### Entries shown
■ ■ ■

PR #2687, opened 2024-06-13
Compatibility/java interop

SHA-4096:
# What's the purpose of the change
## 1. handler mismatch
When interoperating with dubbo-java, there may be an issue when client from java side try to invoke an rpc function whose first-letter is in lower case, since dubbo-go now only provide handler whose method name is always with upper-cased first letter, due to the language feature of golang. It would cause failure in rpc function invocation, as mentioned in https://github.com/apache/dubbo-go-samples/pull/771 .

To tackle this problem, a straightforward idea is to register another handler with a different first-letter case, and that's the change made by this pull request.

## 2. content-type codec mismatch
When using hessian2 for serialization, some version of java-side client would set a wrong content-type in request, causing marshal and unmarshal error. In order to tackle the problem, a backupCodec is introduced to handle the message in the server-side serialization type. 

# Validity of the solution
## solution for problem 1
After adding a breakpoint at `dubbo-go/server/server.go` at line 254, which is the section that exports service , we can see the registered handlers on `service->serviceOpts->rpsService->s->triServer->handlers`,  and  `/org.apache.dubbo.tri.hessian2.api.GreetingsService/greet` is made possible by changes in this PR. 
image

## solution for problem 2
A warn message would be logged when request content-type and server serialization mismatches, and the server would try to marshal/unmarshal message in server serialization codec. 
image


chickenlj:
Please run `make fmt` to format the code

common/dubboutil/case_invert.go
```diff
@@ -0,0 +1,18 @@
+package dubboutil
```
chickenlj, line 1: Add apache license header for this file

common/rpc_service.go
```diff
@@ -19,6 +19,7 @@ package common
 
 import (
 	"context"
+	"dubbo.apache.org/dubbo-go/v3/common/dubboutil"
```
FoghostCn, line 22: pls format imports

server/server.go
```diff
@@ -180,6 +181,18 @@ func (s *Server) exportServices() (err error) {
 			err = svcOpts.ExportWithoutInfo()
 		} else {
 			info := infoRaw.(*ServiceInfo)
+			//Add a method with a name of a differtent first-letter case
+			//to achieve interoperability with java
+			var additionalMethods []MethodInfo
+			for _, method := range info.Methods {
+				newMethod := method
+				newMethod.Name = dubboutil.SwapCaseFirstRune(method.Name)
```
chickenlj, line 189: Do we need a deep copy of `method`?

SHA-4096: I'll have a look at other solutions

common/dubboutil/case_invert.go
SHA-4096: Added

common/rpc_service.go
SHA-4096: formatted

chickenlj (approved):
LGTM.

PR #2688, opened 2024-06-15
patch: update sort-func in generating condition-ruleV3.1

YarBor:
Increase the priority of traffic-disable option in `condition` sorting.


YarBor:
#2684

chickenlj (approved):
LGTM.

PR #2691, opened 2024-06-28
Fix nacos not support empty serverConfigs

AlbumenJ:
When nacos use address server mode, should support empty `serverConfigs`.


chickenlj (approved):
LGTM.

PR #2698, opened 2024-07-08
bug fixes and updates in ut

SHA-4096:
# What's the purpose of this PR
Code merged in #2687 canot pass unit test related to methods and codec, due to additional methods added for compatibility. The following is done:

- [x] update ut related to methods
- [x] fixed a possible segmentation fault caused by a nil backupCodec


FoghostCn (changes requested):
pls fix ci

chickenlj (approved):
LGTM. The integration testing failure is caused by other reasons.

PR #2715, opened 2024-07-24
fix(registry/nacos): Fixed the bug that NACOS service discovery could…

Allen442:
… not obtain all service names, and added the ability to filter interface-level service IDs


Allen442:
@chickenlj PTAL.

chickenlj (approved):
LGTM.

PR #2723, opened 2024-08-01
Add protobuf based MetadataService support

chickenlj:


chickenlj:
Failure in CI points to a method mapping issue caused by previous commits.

■ ■ ■

### Goal of the exercise
For the records above, give the number of lines containing the string "condition" and no other words.

### Task response
2